3
votes

First, I have checked the different posts concerning this error and none of them can solve my issue.

So I am using RandomForest and I am able to generate the forest and to do a prediction but sometimes during the generation of the forest, I get the following error.

ValueError: Input contains NaN, infinity or a value too large for dtype('float32').

This error occurs with the same dataset. Sometimes the dataset creates an error during the training and most of the time not. The error sometimes occurs at the start and sometimes in the middle of the training.

Here's my code :

import pandas as pd
from sklearn import ensemble
import numpy as np

def azureml_main(dataframe1 = None, dataframe2 = None):

    # Execution logic goes here

    Input = dataframe1.values[:,:]
    InputData = Input[:,:15]
    InputTarget = Input[:,16:]

    limitTrain = 2175

    clf = ensemble.RandomForestClassifier(n_estimators = 10000, n_jobs = 4 );

    features=np.empty([len(InputData),10])
    j=0
    for i in range (0,14):
        if (i == 1 or i == 4 or i == 5 or i == 6 or i == 8 or i == 9 or  i == 10 or i == 11 or i == 13 or i == 14):
            features[:,j] = (InputData[:, i])
            j += 1     
        
    clf.fit(features[:limitTrain,:],np.asarray(InputTarget[:limitTrain,1],dtype = np.float32))
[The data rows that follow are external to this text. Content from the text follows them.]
PR #7, opened 2017-05-14
Fix compatibility issues with Rails 5.1

RickCSong:
In Rails 5.1, #extract_schema_qualified_name is redefined in the
PostgreSQLAdapter.  Because CockroachDBAdapter defines it slightly
differently, this causes compatibility issues between the two.  This
change ensures that the namespaces are no longer colliding.

This also restores the #index_name_length and #table_alias_length methods which
were changed in ActiveRecord 5.1 to use `SHOW max_identifier_length` which does not
exist in CockroachDB.  We hardcode this to 63 (as it was previously in
ActiveRecord 5.0).

### DIFF
--- a/lib/active_record/connection_adapters/cockroachdb_adapter.rb
+++ b/lib/active_record/connection_adapters/cockroachdb_adapter.rb
@@ -25,6 +25,13 @@ end
 
 class ActiveRecord::ConnectionAdapters::CockroachDBAdapter < ActiveRecord::ConnectionAdapters::PostgreSQLAdapter
   ADAPTER_NAME = "CockroachDB".freeze
+
+  # Note that in the migration from ActiveRecord 5.0 to 5.1, the
+  # `extract_schema_qualified_name` method was aliased in the PostgreSQLAdapter.
+  # To ensure backward compatibility with both <5.1 and 5.1, we rename it here
+  # to use the same original `Utils` module.
+  Utils = ActiveRecord::ConnectionAdapters::PostgreSQL::Utils
+
   def indexes(table_name, name = nil) # :nodoc:
     # The PostgreSQL adapter uses a correlated subquery in the following query,
     # which CockroachDB does not yet support. That portion of the query fetches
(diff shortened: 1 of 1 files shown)


tamird:
Hi Rick! 👋

lib/active_record/connection_adapters/cockroachdb_adapter.rb
```diff
@@ -117,7 +120,8 @@ def column_definitions(table_name)
       end_sql
   end
 
-  private def extract_schema_qualified_name(*args)
-    ActiveRecord::ConnectionAdapters::PostgreSQL::Utils.extract_schema_qualified_name(*args)
+  def table_alias_length
+    63
```
RickCSong: :+1: Sounds great.  I'll add a comment for this :)

RickCSong:
Updated with comments @tamird !  Thanks for feedback.

lib/active_record/connection_adapters/cockroachdb_adapter.rb
```diff
@@ -117,7 +124,17 @@ def column_definitions(table_name)
       end_sql
   end
 
-  private def extract_schema_qualified_name(*args)
-    ActiveRecord::ConnectionAdapters::PostgreSQL::Utils.extract_schema_qualified_name(*args)
+  # This is hardcoded to 63 (as previously was in ActiveRecord 5.0) to aid in
+  # migration from PostgreSQL to Cockroachdb. In practice, this limitation
+  # is arbitrary since CockroachDB supports index name lengths and table alias
+  # lengths far greater than this value.  For the time being though, we match
```
tamird: two spaces after this period

lib/active_record/connection_adapters/cockroachdb_adapter.rb
```diff
@@ -117,7 +124,17 @@ def column_definitions(table_name)
...
+  # the original behavior for PostgreSQL to simplify migrations.
+  #
+  # Note that in the migration to ActiveRecord 5.1, this was changed in
+  # PostgreSQLAdapter to use `SHOW max_identifier_length` (which does not
+  # exist in CockroachDB).  Therefore, we have to redefine this here.
```
tamird: ditto

jordanlewis:
LGTM once Tamir's comments are resolved. Thanks!

RickCSong:
Done!  Thanks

    res = clf.predict_proba(features[limitTrain+1:,:])

    listreu = np.empty([len(res),5])
    for i in range(len(res)):
        if(res[i,0] > 0.5):
            listreu[i,4] = 0;
        elif(res[i,1] > 0.5):
            listreu[i,4] = 1;
        elif(res[i,2] > 0.5):
            listreu[i,4] = 2;
        else:
            listreu[i,4] = 3;
    

    listreu[:,0] = features[limitTrain+1:,0]
    listreu[:,1] = InputData[limitTrain+1:,2]
    listreu[:,2] = InputData[limitTrain+1:,3]
    listreu[:,3] = features[limitTrain+1:,1]



    # Return value must be of a sequence of pandas.DataFrame
    return pd.DataFrame(listreu),

I ran my code locally and on Azure ML Studio and the error occurs in both cases.

I am sure that it is not due to my dataset since most of the time I don't get the error and I am generating the dataset myself from different input.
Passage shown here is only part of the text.